C’est pour cette raison que les opérateurs économiques locaux (même s’ils sont face à d’innombrables blocages) et les associations régionales sont appelés à apporter leur contribution dans le développement du tourisme, surtout un élément essentiel pour renouer avec les échanges interrégions entre communes et entre wilayas. «Mais il faut que les responsables locaux soient à l’écoute des spécialistes. Car ce sont eux les décideurs sur la budgétisation», poursuivra l’enfant d’Ath Awaghlis pour qui le fait que la région soit pure sur le plan environnemental est un atout pour le développement du tourisme. «Pourquoi ne pas développer des camps de toile ?», s’interrogera-t-il.
Pour ce qui est de l’agriculture de montagne, elle ne peut pas réussir dans la région, de l’avis de ce spécialiste de l’agriculture en raison de la rudesse du climat.
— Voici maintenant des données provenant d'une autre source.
Issue #1212, opened 2019-04-01
Migrate website away from WeDeploy


wincent:
Right now I can't remember whether there were technical reasons why we can't host the website on GitHub pages — maybe there are, maybe there aren't — but just going to document the need to migrate away here within the next few weeks (WeDeploy will be [shutting down on 22 April 2019](https://wedeploy.com/blog/discontinuing-wedeploy/)).

If we move to GitHub pages, we probably have to enable it in the settings (sample screenshot from a repo of mine):

![Options](https://user-images.githubusercontent.com/7074/55333352-69015280-5497-11e9-8430-033204e49e6f.png)

In theory, we should be able to continue using the custom domain, [according to these docs](https://help.github.com/en/articles/using-a-custom-domain-with-github-pages). Failing that, the site would be available at https://liferay.github.io/alloy-editor/.

cc @jbalsas @julien

blzaugg:
>  technical reasons why we can't host the website on GitHub pages — maybe there are, maybe there aren't 

I assumed it was to "drink your own champagne".

wincent:
https://github.com/liferay/alloy-editor/pull/1233 is the last change required here. Going to close this now because it won't autoclose (only stuff merged to "master" will autoclose issues, and that PR is going to the "website" branch).

PR #1217, opened 2019-04-01
feat: Add deploy.sh script to publish to GitHub pages (#1212)

wincent:
This commit adds a shell script that takes the contents of the "public/" directory and creates a new commit from them on the "gh-pages" branch.

If you run `./deploy.sh`, you should see something like the following (the dots are progress indicators, printed one per file as we go seeing as we are forking a lot and it isn't super fast; it takes about 11 seconds on my machine to run the script):

```
Working from top level: /Users/greghurrell/code/alloy-editor/website
Clearing index
Adding public/ files to index
.......................................................................
.......................................................................
.......................................................................
.......................................................................
.......................................................................
.......................................................................
...................................
Created tree object 462d4368bb55c356147afe3c4e001ce2434dbdb3
Creating commit object on gh-pages branch
commit 6f4e2d29ae46ef339571877f7e42435883a079e5 (gh-pages)
Author: Greg Hurrell <greg.hurrell@liferay.com>
Date:   Mon Apr 1 18:38:44 2019 +0200

    Autogenerated public/ content from f606edab
Restoring index to prior state
```

Caveats: because `public/` is in .gitignore, we can't produce this from the `HEAD` and instead just take whatever is on the disk. Hopefully that corresponds to what you'd get from running `yarn build` on HEAD, but there are no guarantees.

Likewise, it only creates the commit on the "gh-pages" branch -- it doesn't actually push it -- so that you can review it.

Test plan: run the command as above and see it produce this commit on the branch:

https://github.com/liferay/alloy-editor/commit/6f4e2d29ae46ef339571877f7e42435883a079e5

Related: https://github.com/liferay/alloy-editor/issues/1212


deploy.sh
```diff
@@ -0,0 +1,54 @@
...
+  HASH=$(cat $SRC | git hash-object -w --stdin --path .)
+  DEST=$(/bin/echo -n $SRC | sed -e 's;^public/\(.*\);\1;')
+
+  if [ -x "$SRC" ]; then
+    MODE=100755
+  else
+    MODE=100644
+  fi
+
+  /bin/echo -n "$MODE blob $HASH	$DEST" | git update-index --index-info
```
wincent: The big gap in there is a literal tab, in case you are wondering.

deploy.sh
```diff
@@ -0,0 +1,54 @@
...
+ABBREV=$(git rev-parse --short HEAD)
+COMMIT=$(git commit-tree -m "Autogenerated public/ content from $ABBREV" -p gh-pages "$TREE")
+git branch -f gh-pages "$COMMIT"
+git log -1 gh-pages
+
+echo "Restoring index to prior state"
+git reset HEAD
+
+echo
+echo "Now run 'git push upstream gh-pages'"
```
wincent: Obviously not everybody uses "upstream" as a branch name, but hopefully the required action is clear anyway. If people think it's necessary we can try to infer the right remote name from the output of `git remote -v`.

julien:
Just started reviewing :)

PR #1218, opened 2019-04-02
Fix toolbar location for images

julien:


wincent:
Next time let's use "fix: toolbar location for images" (in case we decide to extract the metadata in the future in our changelogs, it would be good to get in the habit; although obviously we can trivially add a check for PR titles starting with "Fix ..." as well).

Issue #1220, opened 2019-04-04
v2.x branch uses an old version of clay-css dependency


wincent:
We noticed in the yarn.lock inside liferay-portal that we are using an old version of clay-css here (2.5.1). Portal is on a much newer 2.11.1, so we should check and see if we can move to that without breaking anything.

M. Belattef indiquera par ailleurs qu’il y a de fortes potentialités à exploiter en matière d’industrie hydrique.
Et ce, d’autant que les différentes localités d’Ath Awaghlis recèlent d’importantes sources exploitables avec des débits importants. «La quantité d’eau qui se perd est inimaginable.
Ce sont des milliers de m3 en déperdition», regrettera t-il. Jusqu’à quand ? La question reste posée en attendant les propositions de la rencontre du réseau prévue à la rentrée sociale prochaine et les réponses que réserveront les pouvoirs publics à cet effet. Ce premier festival a permis d’enclencher le débat sur cette question et de faire sortir la région de l’anonymat le temps d’une escapade estivale entre conférences, animations, expositions et circuits touristiques.
Au nombre de quatre, ces circuits ont permis aux enfants de la région, à ses invités de découvrir les différents sites. Le musée d’Ath Waghlis (El Flaye), celui d’Ifri (Ouzallaguène), la mine de fer de Timezrit, le mausolée Cheikh Aheddad (Seddouk), zawiya Ahmed Zerrouk El Bernoussi, la stèle libyco-romaine d’Izoughlamène, la stèle libyque figurée de Semaoune et d’autres sites perchés sur les hauteurs de la Soummam ont émerveillé les visiteurs.